- TASK DIRECTIONS -
The entries must be retyped exactly, down to the last line.

[Records contained in a dataset]
PR #5222, opened 2026-06-26
Bump libc-test to edition 2024

tgross35:
These only needs to build with recent Rust, so we may as well allow newer syntax.


tgross35:
The ctest tests need e2021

- PROBLEM SOLUTION -
PR #5222, opened 2026-06-26
Bump libc-test to edition 2024

tgross35:
These only needs to build with recent Rust, so we may as well allow newer syntax.


tgross35:
The ctest tests need e2021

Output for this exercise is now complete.